**Data for this exercise:**
PR #482, opened 2023-02-21
Interactive create

SmileyChris:
# Description
If no filename is given when doing `towncrier create`, interactively ask for the issue number and fragment type (and then launch an interactive editor for the newsfragment content).

```console
$ towncrier create
Issue number (`+` for none): 482
Fragment type (feature, bugfix, doc, removal, misc): feature
($EDITOR opened here)
Created news fragment at /home/chris/dev/towncrier/src/towncrier/newsfragments/482.feature.rst
```

## Reworded interactive edit comment
The comment given to the editor has been reworded to use the similar format as a git commit interactive edit, with the empty space above rather than below:
```
█
# Please write your news content. Lines starting with '#' will be ignored, and
# an empty message aborts.
```

## Default news fragment filename extension
If the file extension of the `filename` configuration setting ends in `.rst` or `.md`, `towncrier create` will append this extension to newsfragments it creates (if the filename didn't provide an explicit extension).
```console
$ towncrier create 1.feature
Created news fragment at /home/chris/dev/towncrier/src/towncrier/newsfragments/1.feature.rst
$ towncrier create 2.feature.txt
Created news fragment at /home/chris/dev/towncrier/src/towncrier/newsfragments/2.feature.txt
```
This is configurable with a new `create_add_extension` setting (`true` by default).

## Add an empty line to the end of news fragments
An empty line is now added to the end of news fragment content, whether entered by the command line option or interactively.
This is configurable with a new `create_eof_newline` setting (`true` by default).

# Checklist

### DIFF
--- a/src/towncrier/_settings/load.py
+++ b/src/towncrier/_settings/load.py
@@ -48,6 +48,7 @@ class Config:
     wrap: bool
     all_bullets: bool
     orphan_prefix: str
+    create_add_extension: bool = True
 
 
 class ConfigError(Exception):
@@ -181,4 +182,5 @@ def parse_toml(base_path: str, config: Mapping[str, Any]) -> Config:
         wrap=wrap,
         all_bullets=all_bullets,
         orphan_prefix=config.get("orphan_prefix", "+"),
+        create_add_extension=config.get("create_add_extension", True),
     )
--- a/src/towncrier/_settings/load.py
+++ b/src/towncrier/_settings/load.py
@@ -58,6 +58,7 @@ class Config:
     wrap: bool = False
     all_bullets: bool = True
     orphan_prefix: str = "+"
+    create_add_extension: bool = True
 
 
 class ConfigError(Exception):
--- a/src/towncrier/_settings/load.py
+++ b/src/towncrier/_settings/load.py
@@ -5,7 +5,6 @@ from __future__ import annotations
 
 import os
 import sys
-
 from collections import OrderedDict
 from dataclasses import dataclass
 from typing import TYPE_CHECKING, Any, Mapping
@@ -13,7 +12,6 @@ from typing import TYPE_CHECKING, Any, Mapping
 import pkg_resources
 
 from .._settings import fragment_types as ft
-
 
 if TYPE_CHECKING:
     # We only use Literal for type-checking and Mypy always brings its own
@@ -48,6 +46,7 @@ class Config:
     wrap: bool
     all_bullets: bool
     orphan_prefix: str
+    create_eof_newline: bool = True
     create_add_extension: bool = True
 
 
@@ -182,5 +181,6 @@ def parse_toml(base_path: str, config: Mapping[str, Any]) -> Config:
         wrap=wrap,
         all_bullets=all_bullets,
         orphan_prefix=config.get("orphan_prefix", "+"),
+        create_eof_newline=config.get("create_eof_newline", True),
         create_add_extension=config.get("create_add_extension", True),
     )
--- a/src/towncrier/_settings/load.py
+++ b/src/towncrier/_settings/load.py
@@ -5,6 +5,7 @@ from __future__ import annotations
 
 import os
 import sys
+
 from collections import OrderedDict
 from dataclasses import dataclass
 from typing import TYPE_CHECKING, Any, Mapping
@@ -12,6 +13,7 @@ from typing import TYPE_CHECKING, Any, Mapping
 import pkg_resources
 
 from .._settings import fragment_types as ft
+
 
 if TYPE_CHECKING:
     # We only use Literal for type-checking and Mypy always brings its own
--- a/src/towncrier/_settings/load.py
+++ b/src/towncrier/_settings/load.py
@@ -58,6 +58,7 @@ class Config:
     wrap: bool = False
     all_bullets: bool = True
     orphan_prefix: str = "+"
+    create_eof_newline: bool = True
     create_add_extension: bool = True
 
 
--- a/src/towncrier/create.py
+++ b/src/towncrier/create.py
@@ -45,6 +45,11 @@ DEFAULT_CONTENT = "Add your info here"
     default=DEFAULT_CONTENT,
     help="Sets the content of the new fragment.",
 )
+@click.option(
+    "--eof-newline/--no-eof-newline",
+    default=None,
+    help="Ensure the content ends with an empty line.",
+)
 @click.argument("filename", default="")
 def _main(
     ctx: click.Context,
@@ -53,6 +58,7 @@ def _main(
     filename: str,
     edit: bool | None,
     content: str,
+    eof_newline: bool | None,
 ) -> None:
     """
     Create a new news fragment.
@@ -70,7 +76,7 @@ def _main(
     * .removal - a deprecation or removal of public API,
     * .misc - a ticket has been closed, but it is not of interest to users.
     """
-    __main(ctx, directory, config, filename, edit, content)
+    __main(ctx, directory, config, filename, edit, content, eof_newline)
 
 
 def __main(
@@ -80,11 +86,14 @@ def __main(
     filename: str,
     edit: bool | None,
     content: str,
+    eof_newline: bool | None,
 ) -> None:
     """
     The main entry point.
     """
     base_directory, config = load_config_from_options(directory, config_path)
+    if eof_newline is None:
+        eof_newline = config.create_eof_newline
 
     filename_ext = ""
     if config.create_add_extension:
@@ -165,6 +174,8 @@ def __main(
 
     with open(segment_file, "w") as f:
         f.write(content)
+        if eof_newline and content and not content.endswith("\n"):
+            f.write("\n")
 
     click.echo(f"Created news fragment at {segment_file}")
 
--- a/src/towncrier/create.py
+++ b/src/towncrier/create.py
@@ -14,6 +14,9 @@ import click
 from ._settings import config_option_help, load_config_from_options
 
 
+DEFAULT_CONTENT = "Add your info here"
+
+
 @click.command(name="create")
 @click.pass_context
 @click.option(
@@ -32,30 +35,32 @@ from ._settings import config_option_help, load_config_from_options
 )
 @click.option(
     "--edit/--no-edit",
-    default=False,
+    default=None,
     help="Open an editor for writing the newsfragment content.",
-)  # TODO: default should be true
+)
 @click.option(
     "-c",
     "--content",
     type=str,
-    default="Add your info here",
+    default=DEFAULT_CONTENT,
     help="Sets the content of the new fragment.",
 )
-@click.argument("filename")
+@click.argument("filename", default="")
 def _main(
     ctx: click.Context,
     directory: str | None,
     config: str | None,
     filename: str,
-    edit: bool,
+    edit: bool | None,
     content: str,
 ) -> None:
     """
     Create a new news fragment.
 
-    Create a new news fragment called FILENAME or pass the full path for a file.
-    Towncrier has a few standard types of news fragments, signified by the file extension.
+    If FILENAME is not provided, you'll be prompted to create it.
+
+    Towncrier has a few standard types of news fragments, signified by the file
+    extension.
 
     \b
     These are:
@@ -73,13 +78,29 @@ def __main(
     directory: str | None,
     config_path: str | None,
     filename: str,
-    edit: bool,
+    edit: bool | None,
     content: str,
 ) -> None:
     """
     The main entry point.
     """
     base_directory, config = load_config_from_options(directory, config_path)
+
+    filename_ext = ""
+    if config.create_add_extension:
+        ext = os.path.splitext(config.filename)[1]
+        if ext.lower() in (".rst", ".md"):
+            filename_ext = ext
+
+    if not filename:
+        issue = click.prompt("Issue number")
+        fragment_type = click.prompt(
+            "Fragment type",
+            type=click.Choice(config.types),
+        )
+        filename = f"{issue}.{fragment_type}"
+        if edit is None and content == DEFAULT_CONTENT:
+            edit = True
 
     file_dir, file_basename = os.path.split(filename)
     if config.orphan_prefix and file_basename.startswith(f"{config.orphan_prefix}."):
@@ -91,15 +112,18 @@ def __main(
                 f"{file_basename[len(config.orphan_prefix):]}"
             ),
         )
-    if len(filename.split(".")) < 2 or (
-        filename.split(".")[-1] not in config.types
-        and filename.split(".")[-2] not in config.types
+    filename_parts = filename.split(".")
+    if len(filename_parts) < 2 or (
+        filename_parts[-1] not in config.types
+        and filename_parts[-2] not in config.types
     ):
         raise click.BadParameter(
             "Expected filename '{}' to be of format '{{name}}.{{type}}', "
             "where '{{name}}' is an arbitrary slug and '{{type}}' is "
             "one of: {}".format(filename, ", ".join(config.types))
         )
+    if filename_parts[-1] in config.types and filename_ext:
+        filename += filename_ext
 
     if config.directory:
         fragments_directory = os.path.abspath(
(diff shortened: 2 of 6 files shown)


adiroiban:
Thanks Chris for this nice PR.
I will try to find some time to review this...but I am very busy this need and next week.
I hope someone else will have time to review it.
If someone left unreviewed don't hesitate to ping me and I will to review.

At a first review, my initial comment was to move the configuration changes into a separate PR and focus this PR only on the interactive part.
In this way, it might be easier to merge one part of this PR, without waiting for other part that might need more work/feedback.

But I am also ok to review this together. It's just that it will take more time to review.

Thanks again for your help.

SmileyChris:
> But I am also ok to review this together. It's just that it will take more time to review.

Yes, I threw in a bit more than I should have... but it was all intertwined and it was too messy to provide them as individual PRs. If any area becomes contentious, I'm happy to remove it from this PR.

Preemptively defending the secondary changes:
* **Interactive edit rewording**: this should be pretty straight forward, it just brings things into line with a git interactive commit, and having the empty line first is a nice advantage to allow typing without navigation in most editors.
* **Default news fragment**: this is a completely optional addition, but one that fit nicely with recent discussions on file extensions we were having. Having a `.rst` (or `.md`) extension makes the experience nicer for users who have an editor that styles content based on file type.
* **Adding empty lines to fragments**: functionally it doesn't change anything with generated output, but it is good practice (and without, fragments technically not even technically text files according to IEEE Std 1003.1-2001: A [text file](http://pubs.opengroup.org/onlinepubs/009695399/basedefs/xbd_chap03.html#tag_03_205) consists of a series of [lines](http://pubs.opengroup.org/onlinepubs/009695399/basedefs/xbd_chap03.html#tag_03_205), each of which requires a terminating newline character). A common pre-commit hook adds a newline the end of files.

adiroiban:
Thanks. I will try to take a look at this next week.

adiroiban:
Sorry Chris for this late review.
It was still marked as unread... but went at the bottom of my github notifications list.

If you are still interested in this. I think that as long as the tests are green, this can be merged.

I don't know whey I will have time to test this.

src/towncrier/create.py
```diff
@@ -32,30 +35,38 @@
 )
 @click.option(
     "--edit/--no-edit",
-    default=False,
+    default=None,
```
adiroiban, line 38: Why use the `None` placeholder here ?

src/towncrier/create.py
```diff
@@ -32,30 +35,38 @@
...
+    help="Ensure the content ends with an empty line.",
+)
+@click.argument("filename", default="")
 def _main(
     ctx: click.Context,
     directory: str | None,
     config: str | None,
     filename: str,
-    edit: bool,
+    edit: bool | None,
```
adiroiban, line 54: Why not leave `edit` as always being boolean ?

It looks like we are using `None` here as a placeholder for the default value.

But maybe it's better to have the explicit default value defined in this way.

```suggestion
    edit: bool = True,
```

src/towncrier/create.py
```diff
@@ -32,30 +35,38 @@
...
     "--content",
     type=str,
-    default="Add your info here",
+    default=DEFAULT_CONTENT,
     help="Sets the content of the new fragment.",
 )
-@click.argument("filename")
+@click.option(
+    "--eof-newline/--no-eof-newline",
+    default=None,
```
adiroiban: Can we have the default value defined here?

```suggestion
    default=False,
```

src/towncrier/newsfragments/482.feature.rst
```diff
@@ -0,0 +1 @@
+If no filename is given when doing ``towncrier`` create, interactively ask for the issue number and fragment type (and then launch an interactive editor for the fragment content).
```
adiroiban, line 1: I think that the `--add-extension` is also a new feaure introduced by this PR.

Also, `--eof-neline` is a new feature of this PR.

Should't we have release notes for these features ?

src/towncrier/test/test_create.py
```diff
@@ -92,25 +96,56 @@ def test_content(self):
...
+            content=[content_line],
+            additional_args=["-c", content_line, "--no-eof-newline"],
+            eof_newline=False,
+        )
+
     def test_message_and_edit(self):
         """
         When creating a new message, a initial content can be passed via
         the command line and continue modifying the content by invoking the
         text editor.
```
adiroiban, line 124: Maybe add a comment that the conten is pass `verbatim` and no extra newline or processed is done.

src/towncrier/test/test_create.py
```diff
@@ -151,12 +186,72 @@ def test_invalid_section(self):
...
+        result = runner.invoke(_main, ["123.feature"])
+        self.assertEqual(result.exit_code, 0, result.output)
+
+        fragments = [f.name for f in frag_path.iterdir()]
+        # No '.rst' extension added.
+        self.assertEqual(fragments, ["123.feature.md"])
+
+    @with_isolated_runner
+    def test_odd_filename_extension(self, runner: CliRunner):
+        """Ensure changelog filename extension is not used if not .rst or .md"""
```
adiroiban: `Ensure` is kind of redundand here.
We write tests to make sure all works as expected :)

```suggestion
    def test_no_filename_extension(self, runner: CliRunner):
        """
        When the NEWS filename has no extensions,
        new fragments are created by default without any
        extension.
        """
```

src/towncrier/test/test_create.py
```diff
@@ -151,12 +186,72 @@ def test_invalid_section(self):
...
+        setup_simple_project(extra_config='filename = "the.changes"')
```
adiroiban:
```suggestion
        # The new of the file where towncrier will generate
        # the final release notes is names `RELEASE_NOTES`
        # and for this test, has no file extension.
        setup_simple_project(extra_config='filename = "RELEASE_NOTES"')
```

src/towncrier/test/test_create.py
```diff
@@ -151,12 +186,72 @@ def test_invalid_section(self):
...
+            [
+                "123.feature.1.rst",
+                "123.feature.2.rst",
+                "123.feature.rst",
+            ],
+        )
+
+    @with_isolated_runner
+    def test_file_exists_no_ext(self, runner: CliRunner):
+        """Ensure we don't overwrite existing files."""
```
adiroiban: This looks like the same docstring from `        """Ensure we don't overwrite existing files."""`

I think that this needs a better docstring to explain this test scenarion.

What we are setting up here, what we are doing and what we are expecting.

src/towncrier/test/test_create.py
```diff
@@ -218,16 +414,18 @@ def test_create_orphan_fragment(self, runner: CliRunner):
         self.assertEqual(2, len(fragments))
         change1, change2 = fragments
 
-        self.assertEqual(change1.suffix, ".feature")
+        self.assertEqual(change1.suffix, ".rst")
```
adiroiban, line 413: It looks like the expectation was changed here, without any changes in the test setup.

Is this a change that modified the default behaviour ?

I think that is ok to change the default behaviour, but this needs to be mentioned in the release notes.

This project is all about release notes, so I think it's important for `towncrier` to be a good example of how the release notes should be managed :)

src/towncrier/test/test_create.py
```diff
@@ -245,10 +443,12 @@ def test_create_orphan_fragment_custom_prefix(self, runner: CliRunner):
         self.assertEqual(len(fragments), 1)
         change = fragments[0]
         self.assertTrue(change.stem.startswith("$$$"))
-        # Length should be '$$$' characters and 8 random hex characters.
-        self.assertEqual(len(change.stem), 11)
+        # Length should be '$$$' characters, 8 random hex characters, and ".feature".
+        self.assertEqual(len(change.stem), 3 + 8 + len(".feature"))
```
adiroiban, line 443: Again a change that looks like it's modifying the default behaviour.

adiroiban (changes requested):
Sorry for the late review. and many thanks for the PR. it was easy to follow.

I did a quick code review.

I didn't had time to get the code and run manual tests.

Please see my inline comments and let me know if they make sense.

I think the changes are ok, but it's important to have better release notes for the changes here.

it looks like besides interactive create, this PR also adds 2 new features and breaks at least 1 backward compatibility :)

We can merge this as it is, as long as we document the changes as part of the release notes.

src/towncrier/create.py
SmileyChris: No, since the default of `None` allows falling back to using the configuration value. Setting `True` or `False` allows a user to always override that configuration default.

src/towncrier/create.py
SmileyChris: This is only set to `True` only if the content is still the default content. If a user specifies their own content then, we don't want to default to triggering editing mode. But by leaving it `None`, it makes it possible to provide custom content **and** still explicitly choose to enable editing mode with this flag.

src/towncrier/create.py
SmileyChris: Discussed below

src/towncrier/test/test_create.py
SmileyChris: Now mentioned in release notes

src/towncrier/test/test_create.py
SmileyChris: Now mentioned in release notes

src/towncrier/test/test_create.py
SmileyChris: Because that comment would be incorrect. The newline option is still processed after it's received back from the editor.

SmileyChris: This is specifically testing the case mentioned elsewhere when a user provides custom content but still chooses to edit their content first.

src/towncrier/create.py
adiroiban: We can have it like this... it looks like we are hijacking this variable :)

We should have a separate flag to signal the other use case.

src/towncrier/_settings/load.py
```diff
@@ -52,6 +52,8 @@ class Config:
     wrap: bool = False
     all_bullets: bool = True
     orphan_prefix: str = "+"
+    create_eof_newline: bool = True
+    create_add_extension: bool = True
```
adiroiban, line 56: Should these 2 new config options have the default set to False, for backward compatibility ?

src/towncrier/create.py
```diff
@@ -65,21 +76,44 @@ def _main(
...
+    edit: bool | None,
     content: str,
+    eof_newline: bool | None,
 ) -> None:
     """
     The main entry point.
     """
     base_directory, config = load_config_from_options(directory, config_path)
+    if eof_newline is None:
+        eof_newline = config.create_eof_newline
```
adiroiban: Just trying to understand what is going on here 

```suggestion
    if eof_newline is None:
        # If no explicit flag was provided via CLI
        # default to the value from the configuration file.
        eof_newline = config.create_eof_newline
```

src/towncrier/create.py
adiroiban: Do we need this as a command line option?

Can we just go with the config file ?

src/towncrier/test/test_create.py
adiroiban: OMG :) Are people using this feature ?

I am ok with that, we can have it.

It looks so complicated :) ... but I have never felt the need for `towncrier create`

For me it's always easier to just create the file directly in my text editor, without calling towncrier.

src/towncrier/newsfragments/482.feature.rst
```diff
@@ -0,0 +1,5 @@
...
+
+Now by default, when creating a fragment it will be appended with the ``filename`` option's extension (unless an extension is explicitly provided). For example, ``towncrier create 123.feature`` will create ``news/123.feature.rst``. This can be changed in configuration file by setting `add_extension = false`.
+
+A new line is now added by default to the end of the fragment contents. This can be reverted in the configuration file by setting `add_newline = false` or explicitly set with the ``create`` command line flags ``--eof-newline/--no-eof-newline``.
```
adiroiban: I am ok with this new default value... but maybe it should be placed into a separate section ... as it looks like a backward incompatible change.

src/towncrier/newsfragments/482.feature.rst
```diff
@@ -0,0 +1,5 @@
+If no filename is given when doing ``towncrier`` create, interactively ask for the issue number and fragment type (and then launch an interactive editor for the fragment content).
+
+Now by default, when creating a fragment it will be appended with the ``filename`` option's extension (unless an extension is explicitly provided). For example, ``towncrier create 123.feature`` will create ``news/123.feature.rst``. This can be changed in configuration file by setting `add_extension = false`.
```
adiroiban, line 3: Not sure if this is feature, or a backward compatiblity break :)

adiroiban (commented):
Thanks for the update.

I don't have much time for this reaview...and I don't really understand the need for `towncrier create` ... in general :)

So, I am not the best person to review this.

But we should try go get this merged.

As long as it has docs + tests, it should be ok.

My comments are about:

* backward compatibilty , related to the default values of the new config options
* adding yet another CLI argument to `towncrier create` ... maybe having the value in config file is enough


I hope @hynek or @altendky can take a look and see if we need the extra CLI argument and it it's ok to introduce this backward compatiblity change.

Thanks again

--------

I am using a towncrier version from 2017 ...and I am happy with that. So I don't really care.

I am just trying to maintain this, as part of my release management work for twisted/twisted

src/towncrier/_settings/load.py
SmileyChris: It depends if backwards compatibility is more important than (imo) more sensible defaults. I'll leave that decision to the maintainers to make a call on.

src/towncrier/newsfragments/482.feature.rst
SmileyChris: It's a change in the filename but since the file is parsed by towncrier in exactly the same way, I don't think it's really backwards incompatible

src/towncrier/create.py
SmileyChris: Yeah, it's a pretty obscure setting to ever need to change.

src/towncrier/create.py
SmileyChris: It's the same behaviour as any of the other cli settings that also have a configuration setting. If None, fall back to the configuration, otherwise use the value as provided.

src/towncrier/create.py
SmileyChris: Flag gone now

src/towncrier/newsfragments/482.feature.rst
SmileyChris: As in a separate fragment? I'm not sure where else you mean this should go.

src/towncrier/_settings/load.py
adiroiban: I am not using the create command... so I don't know what to say.

In general, the rule is to keep backward compatibiliy. Any exception should be explicitly raised and accepted on a case by case basis.

We don't have a separate backward compatiblity policy for towncrier ... so I go with the general Twisted org policy https://docs.twisted.org/en/stable/development/compatibility-policy.html

I am happy to have a separate policy for towncrier.
Since towncrie is a dev tool, I think we can be more releaxed.

At the same time, I don't like when a CI pipeline breaks after an update 

I guess that `towncrier create` is not used as part of any automation... so we should be ok.

If nobody else is -1 on this default, I will merge is at it is.

I am happy with the new defaults.

Thanks!

src/towncrier/newsfragments/482.feature.rst
adiroiban: Usualy backward incopatible changes are announced into `482.removal.rst`  This is the "Deprecation and removal" category.

I know that "removal" is a bad name... but this is what we have.

There are a log of bad defaults and bad naming conventions in towncrier :(

bad as in non intuitive

src/towncrier/newsfragments/482.feature.rst
adiroiban: OK. Thanks. Fine by me.

I am not sure that adding release notes in this way, in a single fragment, does what we want.

I remember that towncrier will create one list item per file

On my project, as a hack I have `482-1.feature.rst` as a way to add another item in the notes...but I think that we need better support here

I remember there were other disussions about this

adiroiban (approved):
Thanks.

All good.

The only think blocking this is moving the backward incomaptible change into a `.removal` fragment

I will wait a bit to see if anyone else has anything agains this backward incopatible change and all is ok, this can be merged.

thanks again!

adiroiban:
@SmileyChris I think that you are already in the top 5 contributors of this repo for the last few years, so I consider you one of the de-facto maintainers 


I sent you an invite to a team that has write access to the repo.
This will get you write access and issue triage access. You should be able to add tags and update issues

adiroiban:
I found a bit of time today, so I have triggered the auto-merge.

I am not sure when I will have time to check this.

If anyone is -1 on these changes, we can still revert them before the next public release.

Thanks for all your help!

**Problem to solve:** Across the whole listing, tally the lines that include the string "like". Reply with the number only.

**Solution for this exercise:** 8